И всегда-то рабочие с жадностью накидывались на газеты. Но сегодня с особенной торопливостью расхватали тюки: страницы газет были заполнены портретами космонавта-2 Германа Титова, всего четыре дня назад более семнадцати раз облетевшего вокруг Земли. У плиты стало шумно. Заговорили на все голоса, обрывисто, крикливо, перебивая друг друга:
— Уму непостижимо!
— Отчаянный человек!
— Между прочим, мой земляк.
— Еще скажешь, сродственник?
— Не сродственник, а из одного района.
— Расхвастался!
— А я своими глазами видел, как он летел.
— Где летел, чего городишь?
— Прямо над Ангарой. Как звезда первой величины.
— Померещится же!
— И даже спал в полете, вот ведь чудо! Как ни говори, а в невесомости.
— Подумаешь, чудо! Да я где угодно усну, лишь бы мошки не было.
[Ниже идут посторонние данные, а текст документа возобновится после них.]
PR #1314, opened 2022-03-06
Improve emscripten instructions for building demos

connorjclark:
- Formatted command to be copy/paste-friendly
- Turns out you don't need to set all those flags for the ports emscripten manages. However, `SDL2_INCLUDE_DIR` was necessary
- added note about $EM_CACHE (I just setup emsdk and this variable was never set for me...)
- added command for copying the data folder used by demos

### DIFF
--- a/README_sdl.txt
+++ b/README_sdl.txt
@@ -46,14 +46,12 @@ or equivalent as provided by emscripten.
 mkdir build_emscripten
 cd build_emscripten
 
-3. The "--preload-file data" option below includes a folder named "data"
-with each binary, so we make sure each example and demo has such a
-folder:
+If you're going to build a demo, you will need to manually create a file:
 
-mkdir examples
-cp -r ../examples/data examples/data
+mkdir -p demos/speed/data
+touch demos/speed/data/nothing.txt
 
-4. Configure CMake, using emcmake.
+3. Configure CMake, using emcmake.
 
 ```
 USE_FLAGS=(
@@ -95,7 +93,7 @@ its ports system.
 To compile your own game adjust as necessary. You can use the
 lib/liballegro_monolith-static.a library.
 
-5. Compile the library and examples.
+4. Compile the library and examples.
 
 make
 
@@ -104,10 +102,12 @@ may want to compile individual examples, e.g.
 
 make ex_draw_bitmap
 
-6. To run the examples, navigate to the examples folder. At this point it is
+Note: If you make any changes to any data/ files, you will need to manually delete the generated .html
+file in <build dir>/examples to force emscripten to regenerate the .data file.
+
+5. To run the examples, navigate to the examples folder. At this point it is
 easiest to start a local webserver, and then navigate to the examples using a
 web browser. E.g. you could use the Python's web server module which prints out
 a URL you can open:
 
-cd examples
 python3 -m http.server
--- a/README_sdl.txt
+++ b/README_sdl.txt
@@ -50,11 +50,12 @@ cd build_emscripten
 with each binary, so we make sure each example and demo has such a
 folder:
 
-mkdir -p demos/speed/data
-demos/speed/data/nothing.txt
+mkdir examples
+cp -r ../examples/data examples/data
 
 4. Configure CMake, using emcmake.
 
+```
 USE_FLAGS=(
     -s USE_FREETYPE=1
     -s USE_VORBIS=1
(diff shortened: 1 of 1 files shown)


SiegeLord:
I tried your version, but it wouldn't find png and other dependencies without those extra flags. My SDK version is 2.0.14, FWIW.

It's weird that we need to copy the bitmap data manually, it should be enough to do `make copy_example_data ex_draw_bitmap`, but it looks like there's a dependency missing in CMake to make sure that happens automatically/it's correctly synced.

Overall, though, this looks great, thanks!

connorjclark:
I also got an error about no libpng being found (with the original command and the one in the PR). It went away once I did this (in the emsdk folder):

```
python3 upstream/emscripten/embuilder.py build sdl2_image_png
```

I left it out of the PR because I cleared the emsdk cache folder and tried everything again from zero, and that time it just worked 🤷 If this command fixes it for you I'll add to the PR.

> My SDK version is 2.0.14, FWIW.

I just downloaded the SDK so I have the newest, 3.1.6.

> It's weird that we need to copy the bitmap data manually, it should be enough to do make copy_example_data ex_draw_bitmap, but it looks like there's a dependency missing in CMake to make sure that happens automatically/it's correctly synced.

https://github.com/connorjclark/allegro5/blob/f41f49d65c89fdb214b4dd49172b5adfbf16c4ec/examples/CMakeLists.txt#L271-L271

I see that some targets specify `copy_example_data` as a dependency (the demos), but for the examples there is just this function call. I don't know CMAKE that well but I assume that the examples build targets need to specify this dependency explicitly?

SiegeLord:
Ok, I re-downloaded my SDK, and your instructions appeared to work fine. I didn't need to set `EM_CACHE`, but probably doesn't hurt to leave that in. Let me suggest two changes and then this is good to go.

README_sdl.txt
```diff
@@ -50,11 +50,12 @@ cd build_emscripten
 with each binary, so we make sure each example and demo has such a
 folder:
 
-mkdir -p demos/speed/data
```
SiegeLord, line 53: This needs to be reverted as this was actually correct: the speed demo has no data directory, so it won't build without this.

For examples, instead of this change, could you add `make copy_example_data` before `make ex_draw_bitmap` below? I'll look into fixing the cmake dependency later so this happens automatically.

README_sdl.txt
```diff
@@ -119,4 +109,5 @@ easiest to start a local webserver, and then navigate to the examples using a
 web browser. E.g. you could use the Python's web server module which prints out
 a URL you can open:
 
+cd examples
```
SiegeLord, line 112: Let's leave this off as well, as running the server in the build directory lets you play the demos as well.

SiegeLord (changes requested):

SiegeLord:
Maybe with https://github.com/liballeg/allegro5/pull/1317 we won't need to explicit `make copy_example_data`.

README_sdl.txt
```diff
@@ -114,7 +102,10 @@ may want to compile individual examples, e.g.
 
 make ex_draw_bitmap
 
-6. To run the examples, navigate to the examples folder. At this point it is
+Note: If you make any changes to any data/ files, you will need to manually delete the generated .html
+file in <build dir>/examples to force emscripten to regenerate the .data file.
+
```
connorjclark, line 107: This really confused me for a bit, so I added a note about it here.

connorjclark:
> Maybe with #1317 we won't need to explicit make copy_example_data.

Yup, this works!

README_sdl.txt
connorjclark: I can tell that this timer is not functioning correctly (I added a print statement in the loop and `al_get_timer_count(inc_counter)` is alway zero): https://github.com/connorjclark/allegro5/blob/f41f49d65c89fdb214b4dd49172b5adfbf16c4ec/demos/speed/main.c#L64-L64

could it be because it isn't registered to an event queue?

connorjclark:
FYI for future reference, in the GH UI the merge button has an option to "squash" all the commits and just take the PR title as the commit message. There should be an option in the repo settings to make this the default behavior. I think this is a pretty common setting (no idea why it isn't made the default...) as it separates the developing commit history of a PR from the main branch.

README_sdl.txt
SiegeLord: That demo is written very unidiomatically, as it's a pretty basic sourceport of the original written for Allegro 4. The issue is that it wasn't calling a "heartbeat" function everywhere. I added a small hack to get it half working, but it really needs a rewrite: https://github.com/liballeg/allegro5/commit/42fe8739a6dd286e84052ba927103f4edcdbb22b

PR #1318, opened 2022-03-07
Update ex_palette to build with emscripten

### LINKED ISSUE #1315: Can't get shader examples to run via emscripten
I wanted to see `ex_palette` running in the browser, but I get this error after building locally and opening in the browser:

```
Uncaught TypeError: Failed to execute 'attachShader' on 'WebGLRenderingContext': parameter 2 is not of type 'WebGLShader'
```

I noticed all the shader examples are not presented in the web demo page: https://liballeg.org/examples_graphics.html

I understand that some features of OpenGL are not able to be emulated through WebGL, but as long as you are mindful of the differences in feature sets shouldn't it be possible to build (with emscripten) an allegro5 app that uses shaders?

EDIT

I overlooked a few examples that indeed are working on the demo page, such as https://allegro5.org/examples/examples/ex_shader.html . I guess there's something about `ex_palette` that fails under webgl.

connorjclark:
Fixes #1315

Demo: https://tedious-porter.surge.sh/ex_palette.html

- WebGL only supports non-const array index access in shaders, which makes the approach to palette swapping done by `ex_palette` not portable via emscripten. Instead of using a uniform to store the palette, and updating/interpolating it on the CPU every cycle, I changed the program to instead pre-generate a texture with all the colors and added uniforms to do the interpolation on the GPU.
- A (smaller) necessary change was to specify the precision for the fragment shader–webgl requires this
- Added a neat feature–press P and the palette texture will be rendered (scaled up)
- Extracted the fragment shader source to a data file, and replaced the vertex shader with the provided allegro default

Please note I cannot build natively on my Mac (Unrelated to these changes, I can't get the build to work, first error being: `error: use of undeclared identifier 'ALLEGRO_TIMEOUT_SDL'`). I can attempt to build it on my Windows machine tomorrow (unless a reviewer shares that it worked for them).

### DIFF
--- a/examples/CMakeLists.txt
+++ b/examples/CMakeLists.txt
@@ -81,10 +81,11 @@ set(DATA_SHADERS
     ex_prim_shader_pixel.hlsl
     ex_prim_shader_vertex.glsl
     ex_prim_shader_vertex.hlsl
-    ex_shader_multitex_pixel.glsl
-    ex_shader_multitex_pixel.hlsl
     ex_prim_wrap_pixel.glsl
     ex_prim_wrap_pixel.hlsl
+    ex_shader_multitex_pixel.glsl
+    ex_shader_multitex_pixel.hlsl
+    ex_shader_palette_pixel.glsl
     ex_shader_pixel.glsl
     ex_shader_pixel.hlsl
     ex_shader_vertex.glsl
@@ -212,7 +213,7 @@ if(SUPPORT_OPENGL AND NOT SUPPORT_OPENGLES)
     example(ex_opengl_pixel_shader ${IMAGE})
 endif()
 if(SUPPORT_OPENGL AND NOT IPHONE AND NOT ALLEGRO_RASPBERRYPI)
-    example(ex_palette ${IMAGE} ${COLOR} ${DATA_IMAGES})
+    example(ex_palette ${IMAGE} ${COLOR} ${DATA_IMAGES} ${DATA_SHADERS})
 endif()
 
 example(ex_font ${FONT} ${IMAGE} ${DATA_IMAGES})
--- a/examples/ex_palette.c
+++ b/examples/ex_palette.c
@@ -96,16 +96,6 @@ int main(int argc, char **argv)
    background = al_load_bitmap("data/bkg.png");
    /* Continue even if fail to load. */
 
-   // al_set_new_bitmap_flags(ALLEGRO_MEMORY_BITMAP);
-   // al_set_new_bitmap_flags(ALLEGRO_VIDEO_BITMAP);
-   // al_set_new_bitmap_format(ALLEGRO_PIXEL_FORMAT_ARGB_8888);
-   // al_set_new_bitmap_format(ALLEGRO_PIXEL_FORMAT_ANY_32_NO_ALPHA);
-   al_set_new_bitmap_format(ALLEGRO_PIXEL_FORMAT_ANY);
-   pal_bitmap = al_create_bitmap(255, 1);
-   al_set_target_bitmap(pal_bitmap);
-
-   al_set_target_backbuffer(display);
-
    /* Create 7 palettes with changed hue. */
    for (j = 0; j < 7; j++) {
       for (i = 0; i < 256; i++) {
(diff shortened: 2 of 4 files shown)


examples/CMakeLists.txt
```diff
@@ -81,10 +81,11 @@ set(DATA_SHADERS
...
     ex_prim_shader_vertex.glsl
     ex_prim_shader_vertex.hlsl
-    ex_shader_multitex_pixel.glsl
-    ex_shader_multitex_pixel.hlsl
     ex_prim_wrap_pixel.glsl
     ex_prim_wrap_pixel.hlsl
+    ex_shader_multitex_pixel.glsl
+    ex_shader_multitex_pixel.hlsl
+    ex_shader_palette_pixel.glsl
     ex_shader_pixel.glsl
```
connorjclark, line 89: I had a really old branch, so when I rebased I had a conflict here (it was simple). Anyway, before the rebase I saw these files were alphabetical (in my older checkout), and so after the rebase I again sorted alphabetically in my IDE. Looking at the diff now, obv it wasn't alpha sorted in master... anyway, I can revert the order changes if requested.

examples/ex_palette.c
```diff
@@ -115,45 +94,30 @@ int main(int argc, char **argv)
       }
    }
 
+   al_set_new_bitmap_format(ALLEGRO_PIXEL_FORMAT_ANY);
+   pal_bitmap = al_create_bitmap(255, 7);
```
connorjclark, line 98: OK, so I came across some very unexpected behavior here. Perhaps it is a bug? I'll explain.

I knew that allegro imposes a minimum texture size (16 for opengl. or maybe it is for any gfx backend?). So, originally I just had `16` here for the bitmap height, knowing I'd only use 7 rows and would need to divide by 15 in the fragment shader for the indexing (instead of 6, if the texture really were 7 pixels tall). All good, conceptually. But in practice, setting this value to `16` resulted in the entire screen being black.

I debugged via Spector.js and saw the texture in memory was padded in an unexpected way.

Here it is when you create the bitmap with height `7`:

image

And this is height `16`:

image

The bug is that I expected the additional padding that allegro would provide to go on the bottom and the right of the texture, leaving my "intended" texture in the top-left corner of the actual texture. The reality is this is reversed, resulting in the shader only ever getting black pixels (as the rest of the bitmap I'm not using it simply black).

I'm not sure if this misconception comes from my lack of familiarity with graphics pipelines (does padding in this manner make sense if you know more about how the system works?). And I'm sure changing this behavior is not a reasonable request. At least, it'd be nice if this behavior was documented [here](https://man.archlinux.org/man/community/allegro/al_create_bitmap.3.en#:~:text=If%20you%20try%20to%20create%20a%20bitmap%20smaller%20than%20this%2C%20this%20call%20will%20not%20fail%20but%20the%20returned%20bitmap%20will%20be%20a%20section%20of%20a%20larger%20bitmap%20with%20the%20minimum%20size.)

examples/ex_palette.c
```diff
@@ -82,31 +72,20 @@ int main(int argc, char **argv)
...
          float r, g, b, h, s, l;
-         r = (pal_hex[i] >> 16) / 255.0;
-         g = ((pal_hex[i] >> 8) & 255) / 255.0;
-         b = (pal_hex[i] & 255) / 255.0;
+         r = pal_hex[i] >> 16;
+         g = (pal_hex[i] >> 8) & 255;
+         b = pal_hex[i] & 255;
          
          al_color_rgb_to_hsl(r, g, b, &h, &s, &l);
-         if (j == 6) {
```
connorjclark, line 96: Oh, almost forgot about this. If you leave this code in, every odd value in the palette array will be all black! I didn't really dig into _why_ this was happening, I just deleted all the branches here and kept the interesting part, the hue shifting.

Looking at what I assume is the old version ( https://www.youtube.com/watch?v=Shk8GBCXQq4&ab_channel=EliasPschernig ) I do notice some differences (the corner sprites strobe, and there's a moment all the colors get really washed out) but IMO simpler is better here for this demo.

examples/ex_palette.c
```diff
@@ -193,31 +163,42 @@ int main(int argc, char **argv)
...
             al_draw_rotated_bitmap(bitmap,
                64, 64, s->x, s->y, s->angle, s->flags);
          }
          
          {
             float sc = 0.5;
-            al_set_shader_float_vector("pal", 3,
-               pals[(int)t % 20 > 15 ? 6 : 0], 256);
+            al_set_shader_float("pal_set_1", (int)t % 20 > 15 ? 6 : 0);
+            al_set_shader_float("pal_interp", 0);
```
connorjclark, line 186: I'd expect the corner sprites to swap palettes, but they remain the same colors... I'll have to look into this more tomorrow.

examples/ex_palette.c
connorjclark: Ah, I hadn't realized the hsl conversion functions expect rgb values to be 0-1, so this makes sense now.

Here it is with the original hsl shifting: https://unique-van.surge.sh/ex_palette.html

examples/ex_palette.c
connorjclark: It's because the 0th and. the 6th palettes were the same colors, both being hue shifted at equivalent values (0 and 360). I change the hue shifter to be not a factor of the period, and now it alters between two colors as expected.

connorjclark:
I was able compile allegro on my mac, and verified this works on OSX too.

examples/ex_palette.c
SiegeLord: I think what you're seeing here is that the texture is stored upside down. When the height is 7, it's padded on the bottom. When the height is 16 there's no padding, but the data is placed on the bottom because the texture is upside down.

SiegeLord:
This is great, thanks!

С невольной улыбкой прислушиваясь к разноголосице вокруг плиты, Арсений выкладывал из чемодана спиннинговые катушки, лески в хрустящих целлофановых пакетах, разные тюбики и флаконы, коробки с патронами для малокалиберной винтовки. Он ждал, что взрывники, завидев привезенные им покупки, вот-вот бросятся к плите. Но они были полностью во власти молодого, улыбающегося космонавта. «Занятно! — сказал себе Морошка. — Совсем разные люди. А сейчас — как близнецы. Перед большим подвигом, стало быть, все и хорошеют, и умнеют, и смелеют…»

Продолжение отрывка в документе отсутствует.